ASSIGNMENT ▸
Character for character, give back every line below.

(TASK DATA)

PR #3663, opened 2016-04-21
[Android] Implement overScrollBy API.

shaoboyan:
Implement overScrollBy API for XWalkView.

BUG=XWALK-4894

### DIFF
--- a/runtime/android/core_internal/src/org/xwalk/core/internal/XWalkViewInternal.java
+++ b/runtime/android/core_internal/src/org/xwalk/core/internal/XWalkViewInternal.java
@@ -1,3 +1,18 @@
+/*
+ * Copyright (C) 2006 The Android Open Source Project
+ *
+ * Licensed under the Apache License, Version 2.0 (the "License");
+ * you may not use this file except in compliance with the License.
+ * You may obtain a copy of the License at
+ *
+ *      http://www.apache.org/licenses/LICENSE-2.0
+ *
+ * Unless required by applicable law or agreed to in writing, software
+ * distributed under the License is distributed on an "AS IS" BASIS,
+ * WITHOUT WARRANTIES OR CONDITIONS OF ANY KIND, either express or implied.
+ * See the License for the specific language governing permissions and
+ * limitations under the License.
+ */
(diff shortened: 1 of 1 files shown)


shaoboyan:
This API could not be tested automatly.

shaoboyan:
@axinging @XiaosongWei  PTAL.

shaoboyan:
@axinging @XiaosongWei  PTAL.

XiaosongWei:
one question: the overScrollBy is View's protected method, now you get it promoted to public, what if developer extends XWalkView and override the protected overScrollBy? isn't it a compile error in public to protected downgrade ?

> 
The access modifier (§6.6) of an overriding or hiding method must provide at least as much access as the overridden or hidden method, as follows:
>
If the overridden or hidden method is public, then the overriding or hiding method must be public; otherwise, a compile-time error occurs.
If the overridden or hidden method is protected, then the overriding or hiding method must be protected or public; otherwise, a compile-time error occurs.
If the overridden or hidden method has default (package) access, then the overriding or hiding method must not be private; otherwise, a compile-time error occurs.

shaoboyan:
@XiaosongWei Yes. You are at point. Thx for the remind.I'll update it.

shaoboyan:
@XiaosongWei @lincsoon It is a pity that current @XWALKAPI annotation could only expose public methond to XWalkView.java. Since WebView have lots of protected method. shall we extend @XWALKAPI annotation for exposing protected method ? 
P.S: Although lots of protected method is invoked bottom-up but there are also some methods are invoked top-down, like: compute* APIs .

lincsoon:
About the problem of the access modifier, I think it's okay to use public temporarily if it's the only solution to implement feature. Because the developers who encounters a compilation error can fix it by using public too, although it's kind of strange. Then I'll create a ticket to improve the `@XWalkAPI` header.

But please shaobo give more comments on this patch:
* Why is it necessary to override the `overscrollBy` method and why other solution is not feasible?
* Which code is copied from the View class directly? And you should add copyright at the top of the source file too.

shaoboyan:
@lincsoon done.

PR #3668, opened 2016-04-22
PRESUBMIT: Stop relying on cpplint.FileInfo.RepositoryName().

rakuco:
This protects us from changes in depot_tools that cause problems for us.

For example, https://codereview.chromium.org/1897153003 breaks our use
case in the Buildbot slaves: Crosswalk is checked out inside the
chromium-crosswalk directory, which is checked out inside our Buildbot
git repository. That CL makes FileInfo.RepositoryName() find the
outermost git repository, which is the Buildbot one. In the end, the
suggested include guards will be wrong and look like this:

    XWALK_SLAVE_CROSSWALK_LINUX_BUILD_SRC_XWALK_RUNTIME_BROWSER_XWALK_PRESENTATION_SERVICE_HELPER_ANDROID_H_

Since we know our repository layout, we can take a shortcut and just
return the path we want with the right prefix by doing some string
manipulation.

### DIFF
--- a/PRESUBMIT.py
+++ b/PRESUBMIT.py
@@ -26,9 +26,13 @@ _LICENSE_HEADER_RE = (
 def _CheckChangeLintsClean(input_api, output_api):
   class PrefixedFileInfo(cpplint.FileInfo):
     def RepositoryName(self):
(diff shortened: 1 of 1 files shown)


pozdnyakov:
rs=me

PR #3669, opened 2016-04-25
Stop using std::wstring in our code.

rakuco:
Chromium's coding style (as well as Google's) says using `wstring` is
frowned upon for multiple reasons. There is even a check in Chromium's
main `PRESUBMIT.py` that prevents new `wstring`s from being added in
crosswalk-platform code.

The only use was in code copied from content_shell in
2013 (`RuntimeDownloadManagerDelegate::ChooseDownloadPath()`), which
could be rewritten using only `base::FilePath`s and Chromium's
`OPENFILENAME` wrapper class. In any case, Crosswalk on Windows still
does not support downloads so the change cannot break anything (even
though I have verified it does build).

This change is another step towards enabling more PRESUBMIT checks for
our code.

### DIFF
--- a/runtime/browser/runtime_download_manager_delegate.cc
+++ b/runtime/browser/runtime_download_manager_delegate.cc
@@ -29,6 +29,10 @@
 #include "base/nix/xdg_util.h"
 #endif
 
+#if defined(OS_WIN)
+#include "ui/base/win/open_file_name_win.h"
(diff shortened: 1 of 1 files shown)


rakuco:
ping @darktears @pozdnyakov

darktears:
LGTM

(End TASK DATA)

TASK RESULT ▸
PR #3663, opened 2016-04-21
[Android] Implement overScrollBy API.

shaoboyan:
Implement overScrollBy API for XWalkView.

BUG=XWALK-4894

### DIFF
--- a/runtime/android/core_internal/src/org/xwalk/core/internal/XWalkViewInternal.java
+++ b/runtime/android/core_internal/src/org/xwalk/core/internal/XWalkViewInternal.java
@@ -1,3 +1,18 @@
+/*
+ * Copyright (C) 2006 The Android Open Source Project
+ *
+ * Licensed under the Apache License, Version 2.0 (the "License");
+ * you may not use this file except in compliance with the License.
+ * You may obtain a copy of the License at
+ *
+ *      http://www.apache.org/licenses/LICENSE-2.0
+ *
+ * Unless required by applicable law or agreed to in writing, software
+ * distributed under the License is distributed on an "AS IS" BASIS,
+ * WITHOUT WARRANTIES OR CONDITIONS OF ANY KIND, either express or implied.
+ * See the License for the specific language governing permissions and
+ * limitations under the License.
+ */
(diff shortened: 1 of 1 files shown)


shaoboyan:
This API could not be tested automatly.

shaoboyan:
@axinging @XiaosongWei  PTAL.

shaoboyan:
@axinging @XiaosongWei  PTAL.

XiaosongWei:
one question: the overScrollBy is View's protected method, now you get it promoted to public, what if developer extends XWalkView and override the protected overScrollBy? isn't it a compile error in public to protected downgrade ?

> 
The access modifier (§6.6) of an overriding or hiding method must provide at least as much access as the overridden or hidden method, as follows:
>
If the overridden or hidden method is public, then the overriding or hiding method must be public; otherwise, a compile-time error occurs.
If the overridden or hidden method is protected, then the overriding or hiding method must be protected or public; otherwise, a compile-time error occurs.
If the overridden or hidden method has default (package) access, then the overriding or hiding method must not be private; otherwise, a compile-time error occurs.

shaoboyan:
@XiaosongWei Yes. You are at point. Thx for the remind.I'll update it.

shaoboyan:
@XiaosongWei @lincsoon It is a pity that current @XWALKAPI annotation could only expose public methond to XWalkView.java. Since WebView have lots of protected method. shall we extend @XWALKAPI annotation for exposing protected method ? 
P.S: Although lots of protected method is invoked bottom-up but there are also some methods are invoked top-down, like: compute* APIs .

lincsoon:
About the problem of the access modifier, I think it's okay to use public temporarily if it's the only solution to implement feature. Because the developers who encounters a compilation error can fix it by using public too, although it's kind of strange. Then I'll create a ticket to improve the `@XWalkAPI` header.

But please shaobo give more comments on this patch:
* Why is it necessary to override the `overscrollBy` method and why other solution is not feasible?
* Which code is copied from the View class directly? And you should add copyright at the top of the source file too.

shaoboyan:
@lincsoon done.

PR #3668, opened 2016-04-22
PRESUBMIT: Stop relying on cpplint.FileInfo.RepositoryName().

rakuco:
This protects us from changes in depot_tools that cause problems for us.

For example, https://codereview.chromium.org/1897153003 breaks our use
case in the Buildbot slaves: Crosswalk is checked out inside the
chromium-crosswalk directory, which is checked out inside our Buildbot
git repository. That CL makes FileInfo.RepositoryName() find the
outermost git repository, which is the Buildbot one. In the end, the
suggested include guards will be wrong and look like this:

    XWALK_SLAVE_CROSSWALK_LINUX_BUILD_SRC_XWALK_RUNTIME_BROWSER_XWALK_PRESENTATION_SERVICE_HELPER_ANDROID_H_

Since we know our repository layout, we can take a shortcut and just
return the path we want with the right prefix by doing some string
manipulation.

### DIFF
--- a/PRESUBMIT.py
+++ b/PRESUBMIT.py
@@ -26,9 +26,13 @@ _LICENSE_HEADER_RE = (
 def _CheckChangeLintsClean(input_api, output_api):
   class PrefixedFileInfo(cpplint.FileInfo):
     def RepositoryName(self):
(diff shortened: 1 of 1 files shown)


pozdnyakov:
rs=me

PR #3669, opened 2016-04-25
Stop using std::wstring in our code.

rakuco:
Chromium's coding style (as well as Google's) says using `wstring` is
frowned upon for multiple reasons. There is even a check in Chromium's
main `PRESUBMIT.py` that prevents new `wstring`s from being added in
crosswalk-platform code.

The only use was in code copied from content_shell in
2013 (`RuntimeDownloadManagerDelegate::ChooseDownloadPath()`), which
could be rewritten using only `base::FilePath`s and Chromium's
`OPENFILENAME` wrapper class. In any case, Crosswalk on Windows still
does not support downloads so the change cannot break anything (even
though I have verified it does build).

This change is another step towards enabling more PRESUBMIT checks for
our code.

### DIFF
--- a/runtime/browser/runtime_download_manager_delegate.cc
+++ b/runtime/browser/runtime_download_manager_delegate.cc
@@ -29,6 +29,10 @@
 #include "base/nix/xdg_util.h"
 #endif
 
+#if defined(OS_WIN)
+#include "ui/base/win/open_file_name_win.h"
(diff shortened: 1 of 1 files shown)


rakuco:
ping @darktears @pozdnyakov

darktears:
LGTM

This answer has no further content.